IMBCNEWS Jakarta | Sebagian warga Suriah merayakan kemanangan atas jatuhnya pemerintahan Basyar Assad,
yang dipusatkan di Lapangan Umayyah di Damaskus pada Minggu. Mereka berharap kemenangan pemberontak akan membawa kebebasan dan kemakmuran. Namun, para analis memperingatkan bahwa masa depan Suriah masih jauh dari kepastian pada masa pergolakan geopolitik yang sedang berlangsung saat ini.
Di tengah kehancuran dan kematian yang ditinggalkan oleh serangan cepat pemberontak dan runtuhnya pemerintahan Suriah, warga sipil mengatakan mereka dengan hati-hati optimis bahwa apa yang menjadi perubahan besar dalam geopolitik regional mungkin juga merupakan perubahan yang lebih baik.
Ghalib Al-Hajouseh, seorang penduduk Salamiyah di wilayah Hama, Suriah. Kepada VOA dia mengatakan, “Otokrasi tidak dapat diterima dari pihak mana pun, dari individu atau kelompok di Suriah. Ini adalah keinginan rakyat Suriah. Kebebasan dan pemilihan umum yang bebas dan bersih. Suriah adalah negara yang demokratis dan beradab. Inilah yang seharusnya.”
Dalam waktu kurang dari dua minggu, pasukan pemberontak telah menguasai kota-kota besar dan kota-kota kecil dan sekarang ibu kotanya, Damaskus. Presiden Suriah Bashar al-Assad dilaporkan telah meninggalkan negara itu.
Semua ini terjadi setelah hampir 14 tahun perang di Suriah, beberapa tahun terakhir sering disebut “beku” atau pertempuran telah berhenti, namun tidak dicapai perjanjian perdamaian atau resolusi politik secara resmi. Setengah juta orang telah tewas dan 13 juta orang telah mengungsi. Banyak keluarga berharap untuk segera kembali.

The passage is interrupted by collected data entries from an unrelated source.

PR #125, opened 2024-04-26
Adds Docker support

puzzlepeaches:
A continuation of https://github.com/hashview/hashview/pull/104 that fully works. 

This MR adds docker and docker-compose support to hashview. To test, do the following:

1. Install docker and docker compose.
2. Copy `.env.example` from the docker directory and update with your wanted environment variables in the root of the project.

Um Mahmoud adalah seorang perempuan Suriah yang mengungsi di kota Hama. “Kami mengungsi, tetapi kami akan segera kembali ke Homs. Saya sangat bahagia hari ini, lebih dari yang dapat Anda bayangkan.”
Pasukan Pertahanan Sipil Suriah, kelompok bantuan dan penyelamatan oposisi yang juga disebut White Helmets, menyebut kemenangan itu sebagai “akhir dari periode gelap dan dimulainya era baru bagi Suriah.”
Pasukan pemberontak, yang dipimpin oleh Hayat Tahrir al-Sham, telah mengatakan bahwa mereka akan menjalankan toleransi beragama dan menghormati penduduk multikultural Suriah, tetapi beberapa analis mengatakan identitas Islamis kelompok tersebut dan afiliasinya pada masa lalu dengan kelompok-kelompok lain, seperti al-Qaeda dan al-Nusra, menimbulkan keraguan tentang niat mereka.
Sementara itu, Wakil Asisten Menteri Pertahanan AS Untuk Timur Tengah menyatakan bahwa militer AS dipastikan akan tetap berada di bagian timur Suriah.
Daniel B. Shapiro pada hari Minggu (8/12) mengatakan militer AS akan tetap berada di bagian timur Suriah “semata-mata untuk memastikan kekalahan ISIS dan tidak ada kaitannya dengan aspek-aspek lain dalam konflik ini.” Ia menggunakan kata ISIS untuk merujuk pada kelompok teroris Negara Islam, yang pernah menguasai sebagian Suriah dan Irak pada tahun 2014.
Lebih jauh Shapiro mengatakan, “Kami menyerukan kepada semua pihak di Suriah untuk melindungi warga sipil, terutama mereka yang berasal dari komunitas minoritas Suriah, juga untuk menghormati norma-norma militer internasional dan berusaha mencapai resolusi yang mencakup penyelesaian politik.”
“Berbagai aktor dalam konflik ini memiliki rekam jejak yang mengerikan, termasuk kejahatan Assad, pengeboman dari udara tanpa pandang bulu oleh Rusia, keterlibatan milisi yang didukung Iran, dan kekejaman ISIS,” tambahnya.
Namun Shapiro berhati-hati untuk tidak secara langsung mengatakan bahwa Assad telah digulingkan oleh para pemberontak. “Jika terkonfirmasi, tidak seorang pun boleh meneteskan air mata atas (jatuhnya) rezim Assad,” tambahnya.
Presiden Bashar al-Assad mengundurkan diri dan meninggalkan negaranya setelah berunding dengan pasukan oposisi. Dia dan keluarganya kini berada di Moskow, di mana Rusia telah memberi mereka suaka politik, menurut kantor berita negara TASS.